**Problem to solve**
Each line in the entries below that holds the string "date" is to be listed.

++++++++++

PR #1694, opened 2026-06-29
feat: terminal triggers (iTerm2-style regex → action rules)

cantona:
## Terminal triggers

Adds iTerm2-style **triggers**: user-defined regex rules matched against
terminal output that fire an action. Rules live in a dedicated
`~/.config/rio/triggers.toml` (loaded independently of `config.toml`, so
a triggers-only setup needs no `config.toml`) — mirroring how themes load
from a separate file. The file's top level is the rule list (`[[rules]]`).

### Actions (`snake_case` in TOML)
- **notify** — desktop notification; optional `urgency = "low" | "normal" | "critical"`
- **tab_color** — recolor the tab that matched
- **run** — spawn a detached command (output discarded)
- **send_text** — type text into the matched session's PTY
- **coprocess** — run a command and write its stdout back into the PTY
- **highlight** — colorize the matched text in the grid

`run` / `send_text` / `coprocess` / `notify` support `\0..\9`
capture-group substitution.

### `feed_screen` (coprocess option)

By default a coprocess only receives the regex capture groups as args.
Set `feed_screen = true` to also pipe the **visible screen plus up to
200 lines of scrollback above it** to the command's **stdin** — so the
command can act on multi-line context (e.g. a wrapped block, a whole
error trace) that a single per-line capture can't carry. The command
reads that on stdin; whatever it writes to stdout is typed back into the
PTY as usual.

Details: the payload is captured lazily (only on the first `feed_screen`
match in a frame — non-matching frames pay nothing) and byte-capped
comfortably under the OS pipe buffer (~64KB on Linux), truncated from
the top so the newest lines / visible prompt are always kept, avoiding a
stdin/stdout deadlock.

```toml
# Send the whole visible block to a summarizer, type its reply back
[[rules]]
regex = "^SUMMARIZE$"
action = { coprocess = { program = "my-summarizer", feed_screen = true } }
```

### Matching
- Scans the **focused pane's** output as it renders; a background tab is
  not scanned until focused (so a notify fires when you switch to it, not
  when the text first appeared).
- **Damage-gated**: only lines the terminal marked dirty are re-scanned,
  keyed by a scroll epoch so a line's identity is stable across scrollback
  movement. Each rule fires once per fresh occurrence, not every frame —
  prompt redraws and alternate-screen TUIs still register new output, but
  a static match on screen isn't re-fired.
- Per-rule **`instant`** fires on the live cursor line (prompts with no
  trailing newline).
- Per-rule **`once`** fires at most once until re-armed; the bindable
  **`resettriggers`** action re-arms them (keeping the per-line dedup so
  stale on-screen content isn't re-fired). Together these enable
  multi-step automations.

### Robustness
- A malformed `triggers.toml` surfaces the parse error in the UI and keeps
  the previously-loaded rules live instead of silently dropping them.
- `coprocess` has a bounded deadline so a hung command can't wedge the
  scan.

### Design
- `onig` (Oniguruma) regexes — the same engine `[hints]` already uses.
  `onig::Regex` is `!Send`, so matching runs on the main thread against
  the terminal already locked for rendering; the backend stays
  `Send`-safe (config structs + a `TriggerFired` event payload only).
- Per-line text extraction is factored out of `hints.rs` into a shared
  `extract_line_text` helper (no duplication).
- Zero cost when unused: with no `triggers.toml` / no rules, nothing is
  locked or scanned.

### Example `triggers.toml`
```toml
# Turn the tab red on any "error"
[[rules]]
regex = "(?i)\\berror\\b"
action = { tab_color = { color = "#FF0000" } }

# Desktop notification with a capture group
[[rules]]
regex = "error: (.*)"
action = { notify = { title = "Error", body = "\\1", urgency = "critical" } }

# Highlight WARN mid-line (before Enter)
[[rules]]
regex = "WARN"
instant = true
action = { highlight = { color = "#FFAA00" } }

# Run a command and type its output back
[[rules]]
regex = "^run date"
action = { coprocess = { program = "date" } }
```

### Notes
- **Security**: `run` / `coprocess` (spawn processes) and `send_text`
  (types into the shell) act on text that may be attacker-controlled
  terminal output — the same command-injection surface iTerm2 documents.
  No shell is involved and words are never re-split, but a capture can
  begin with `-`, so put `--` before capture arguments where the program
  supports it. Entirely opt-in: off until `triggers.toml` exists.

CI: `cargo fmt --check`, `cargo clippy`, and `cargo test` all green.

### DIFF
--- a/frontends/rioterm/src/application.rs
+++ b/frontends/rioterm/src/application.rs
@@ -59,6 +59,17 @@ impl Application<'_> {
         if let Some(error) = config_error {
             router.propagate_error_to_next_route(error.into());
         }
+        // A broken triggers.toml must be as visible as a broken
+        // config.toml; a config error and a triggers error can't both
+        // be pending here (a failed config load never loads triggers).
+        if let Some(message) = &config.triggers_load_error {
+            router.propagate_error_to_next_route(rio_backend::error::RioError {
+                report: rio_backend::error::RioErrorType::InvalidTriggersFormat(
+                    message.clone(),
+                ),
+                level: rio_backend::error::RioErrorLevel::Warning,
+            });
+        }
 
         let proxy = event_loop.create_proxy();
         let event_proxy = EventProxy::new(proxy.clone());
@@ -145,8 +156,8 @@ impl Application<'_> {
         }
     }
 
-    fn handle_desktop_notification(&self, title: &str, body: &str) {
-        rio_notifier::send_notification(title, body);
+    fn handle_desktop_notification(&self, title: &str, body: &str, urgency: u8) {
+        rio_notifier::send_notification(title, body, urgency);
     }
 
     pub fn run(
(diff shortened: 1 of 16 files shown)


cantona:
@raphamorim this is very useful. Please consider and comment.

++++++++++

**Output of the exercise**
regex = "^run date"
action = { coprocess = { program = "date" } }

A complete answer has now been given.